Amerika’nın dramasını durdurmak gerekiyor. Blinken, Vaşington’da
basın toplantısında konuşurken “İsraillerden insani destek ve
ateşkes istemeye gidiyoruz” diyor. Ama sonra Tel Aviv’e geldiği
zaman, Filistinlilerin kanıyla verilen bir resepsiyonla
karşılaşıyor. Bu çok pis ve ucuz bir dramadır.
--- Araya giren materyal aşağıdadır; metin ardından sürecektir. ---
PR #523, opened 2022-05-13
fix: use CreateRoot

haxxmaxx:


src/table/Root.jsx
```diff
@@ -1,27 +1,31 @@
-import ReactDOM from 'react-dom';
+import { createRoot } from 'react-dom/client';
 import React from 'react';
 import { StyleSheetManager } from 'styled-components';
 import { ThemeProvider } from '@mui/material/styles';
 import rtlPluginSc from 'stylis-plugin-rtl-sc';
 import TableWrapper from './components/TableWrapper';
 
+let reactRoot;
```
haxxmaxx, line 8: tried to save as a state in index, but seems like it wont be the same instance. This works fine if it is not considered to hacky

LiKang6688 (approved):

PR #524, opened 2022-05-13
refactor: format code and install deps react-window

LiKang6688:


haxxmaxx:
Are we sure we will use react-window? Don't see the point of importing it if it is not used yet

LiKang6688:
> Are we sure we will use react-window? Don't see the point of importing it if it is not used yet

Not yet.

LiKang6688:
Since we can only vertically visualize the table to avoid breaking a11y, we decided not to adopt react-window.

PR #525, opened 2022-05-16
fix: remove a mounted React component from the DOM

LiKang6688:
https://reactjs.org/docs/react-dom.html#unmountcomponentatnode


haxxmaxx (approved):
ahh that got lost in some stash or something, good find

PR #526, opened 2022-05-17
refactor: put select logic on reducer

haxxmaxx:
This makes way more sense to me, instead of having a seperate function that we need to pass both the state and the dispatcher to.


src/table/components/__tests__/withSelections.spec.jsx
```diff
@@ -68,16 +67,9 @@ describe('withSelections', () => {
     );
     fireEvent.mouseUp(queryByText(value));
 
-    expect(selectionsUtils.selectCell).toHaveBeenCalledTimes(1);
-    expect(selectionsUtils.selectCell).toHaveBeenCalledWith(
```
haxxmaxx, line 72: I don't see the point of checking what has been called with if it is anything. The main point here is to test whether it has been called or not

PR #527, opened 2022-05-17
Crl/selection context

haxxmaxx:


niekvanstaveren (approved):
The code looks good to me. I don't fully understand the logic in the providers, but maybe we can look at that a bit next week? Or maybe even do a show & tell around it

LiKang6688:
https://user-images.githubusercontent.com/4471489/169680994-c08a192d-1b21-46b2-8df3-735e0447f4e5.mov

I came across the issue that when selecting the first-row cell, the color is not correct. The same behavior in the client.

haxxmaxx:
> The code looks good to me. I don't fully understand the logic in the providers, but maybe we can look at that a bit next week? Or maybe even do a show & tell around it

Neither do I. I should probably understand it before merging

haxxmaxx:
> table-selection.mov
> 
> I came across the issue that when selecting the first-row cell, the color is not correct. The same behavior in the client.

Good find, will have a look

src/table/context/TableContext.jsx
```diff
@@ -0,0 +1,42 @@
+import React, { useState, useReducer, createContext } from 'react';
+import PropTypes from 'prop-types';
+import { createSelectorProvider } from './createSelectorProvider';
+import { reducer } from '../utils/selections-utils';
+
+export const TableContext = createContext();
+
+const ProviderWithSelector = createSelectorProvider(TableContext);
+
+export const TableContextProvider = ({ children, selectionsAPI, cellCoordMock, selectionDispatchMock }) => {
```
LiKang6688, line 10: why cellCoordMock and selectionDispatchMock are needed?

haxxmaxx: for testing, need to spy on the selectionDispatch and need to set focusedCellCoord to a different value for a test in the header

src/table/components/PaginationContent.jsx
```diff
@@ -160,11 +159,13 @@ export default function PaginationContent({
       {showFirstAndLast && getButton(onFirstPage, 0, 'FirstPage')}
       {getButton(onFirstPage, page - 1, 'PreviousPage')}
       {getButton(onLastPage, page + 1, 'NextPage', !showFirstAndLast ? handleLastButtonTab : null)}
-      {showFirstAndLast && getButton(onLastPage, lastPageIdx, 'LastPage', handleLastButtonTab)}
+      {showFirstAndLast && getButton(onLastPage, totalPages - 1, 'LastPage', handleLastButtonTab)}
     </>
   );
 }
 
+export default memo(PaginationContent);
```
LiKang6688, line 167: in other files, you put this line below defaultProps, right?

src/table/context/TableContext.jsx
LiKang6688: oki

src/table/components/PaginationContent.jsx
haxxmaxx: you are right, I'll move it

haxxmaxx:
a11y seems to be as before. That being said, there were some quirky stuff before this change. We need to to a proper a11y review, both focus and screen reader

src/table/components/withSelections.jsx
```diff
@@ -1,27 +1,20 @@
...
 
-    const selectionStyling = useMemo(
-      () => getSelectionStyle(styling, cell, selectionState, themeBackgroundColor),
-      [styling, cell, selectionState, themeBackgroundColor]
-    );
+    const handleMouseUp = (evt) => {
+      cell.isDim && evt.button === 0 && selectionDispatch({ type: 'select', payload: { cell, evt, announce } });
+    };
+
+    const selectionStyling = getSelectionStyle(styling, cellSelectionState, themeBackgroundColor);
```
LiKang6688, line 17: why not to use useMemo here?

src/table/utils/handle-key-press.js
```diff
@@ -133,46 +132,49 @@ export const bodyHandleKeyPress = ({
...
       announce({ keys: 'SNTable.SelectionLabel.SelectionsConfirmed' });
       break;
     }
     // Esc: Cancels selections. If no selections, do nothing and handleTableWrapperKeyDown should catch it
     case 'Escape': {
-      if (!isAnalysisMode || !selectionState.api.isModal()) break;
+      if (!isAnalysisMode || !isInSelectionMode) break;
       preventDefaultBehavior(evt);
-      selectionState.api.cancel();
+      selectionsAPI.cancel();
```
LiKang6688, line 171: selectionsAPI?.cancel();

src/table/utils/handle-key-press.js
```diff
@@ -133,46 +132,49 @@ export const bodyHandleKeyPress = ({
...
     case 'ArrowLeft': {
-      !isCtrlShift(evt) && moveFocus(evt, rootElement, cellCoord, selectionState, setFocusedCellCoord, announce);
+      !isCtrlShift(evt) && moveFocus(evt, rootElement, cellCoord, setFocusedCellCoord, announce, isInSelectionMode);
       break;
     }
     // Space bar: Selects value.
     case ' ': {
       preventDefaultBehavior(evt);
-      cell?.isDim && isAnalysisMode && selectCell({ selectionState, cell, selectionDispatch, evt, announce });
+      cell?.isDim && isAnalysisMode && selectionDispatch({ type: 'select', payload: { cell, evt, announce } });
```
LiKang6688, line 156: why sometimes `selectCell` and sometimes `selectionDispatch({ type: 'select', payload: { cell, evt, announce } })`?

src/table/components/TableWrapper.jsx
```diff
@@ -29,28 +30,26 @@ export default function TableWrapper(props) {
...
-  const setShouldRefocus = () => {
+  const setShouldRefocus = useCallback(() => {
     shouldRefocus.current = rootElement.getElementsByTagName('table')[0].contains(document.activeElement);
-  };
-
-  const handleChangePage = (pageIdx) => {
-    setPageInfo({ ...pageInfo, page: pageIdx });
-    announce({ keys: [['SNTable.Pagination.PageStatusReport', [pageIdx + 1, totalPages]]], politeness: 'assertive' });
-  };
+  }, [rootElement]);
```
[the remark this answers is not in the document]
haxxmaxx: exactly. If these are created each time `TableWrapper` renders, the `TableBody` and `PaginatioContent` can't be memoed.

src/table/components/withSelections.jsx
haxxmaxx: because it is low cost to run, only a switch returning the style. We shouldn't use useMemo if it doesn't give any value

src/table/utils/handle-key-press.js
```diff
@@ -133,46 +132,49 @@ export const bodyHandleKeyPress = ({
...
       break;
     }
     // Enter: Confirms selections.
     case 'Enter': {
       preventDefaultBehavior(evt);
-      if (!selectionState.api.isModal()) break;
-      selectionState.api.confirm();
+      if (!isInSelectionMode) break;
+      selectionsAPI.confirm();
```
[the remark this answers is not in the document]
haxxmaxx: In that case `isInSelectionMode` is false and it would break on line 162

src/table/utils/handle-key-press.js
haxxmaxx: same  here, would break earlier

src/table/utils/handle-key-press.js
haxxmaxx: `selectCell` is only called inside the reducer. That logic could live in the reducer itself, but I kept the separate function to not clutter the reducer

src/table/utils/selections-utils.js
```diff
@@ -63,52 +71,67 @@ export const handleAnnounceSelectionStatus = ({ announce, rowsLength, isAddition
...
 
-export const getSelectedRows = ({ selectedRows, qElemNumber, rowIdx, evt }) => {
+export const getSelectedRows = ({ selectedRows, cell, evt }) => {
+  const { qElemNumber, rowIdx } = cell;
   if (evt.ctrlKey || evt.metaKey) {
     // if the ctrl key or the ⌘ Command key (On Macintosh keyboards) or the ⊞ Windows key is pressed
-    // get the last clicked item
-    return [{ qElemNumber, rowIdx }];
+    // get the last clicked item (single select)
+    return { [qElemNumber]: rowIdx };
```
LiKang6688, line 79: `[qElemNumber]: rowIdx` is new to me. what will it look like?

src/table/components/withSelections.jsx
haxxmaxx: It might even be the case that the checks react needs to do for the dependency array (at least 2 checks) is more calculations than actually running `getSelectionStyling`

LiKang6688: oki

src/table/utils/handle-key-press.js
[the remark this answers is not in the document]
LiKang6688: right

LiKang6688:
Screenshot 2022-05-24 at 11 35 36
I tested for theme color, in the mashup, the background color is not correct when doing the selection.

LiKang6688:
> Screenshot 2022-05-24 at 11 35 36
> 
> I tested for theme color, in the mashup, the background color is not correct when doing the selection.

NVM, it is not correct in the main branch.

LiKang6688 (approved):
Awesome 👍🚀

Filistin'deki masum
çocuklarımıza ve sivillere karşı yapılan bu savaşta, Amerikalılar,
ikiyüzlülük ve aldatmaca ile üstü kapalı olarak dahildirler.
NOTLAR:
(1) Bu yılın Temmuz ayında İsrail'in faşist
Ulusal Güvenlik Bakanı Itamar Ben-Gvir ve yüzlerce fanatik Yahudi
yerleşimci, işgal altındaki Doğu Kudüs'te bulunan Mescid-i Aksa'ya
İsrail polisi denetiminde baskın gerçekleştirdi. Ben-Gvir,
sosyal medya hesabından paylaştığı görüntüde, "Bu İsrail halkı için
geri gelmemiz ve egemenliğimizi göstermemiz gereken en önemli
mekan" ifadesini kullandı.
(2) 7 Ekim’den kısa bir süre önce Kudüs’te
dini bir seremoni sırasında Hıristiyanlara tükürülmesi tartışma
yaratmıştı. Ben-Gvir ise ‘Hıristiyanlara tükürmenin suç içeren bir
unsur olmadığını, cezai bir işlem gerektirmediğini’ dile getirdi.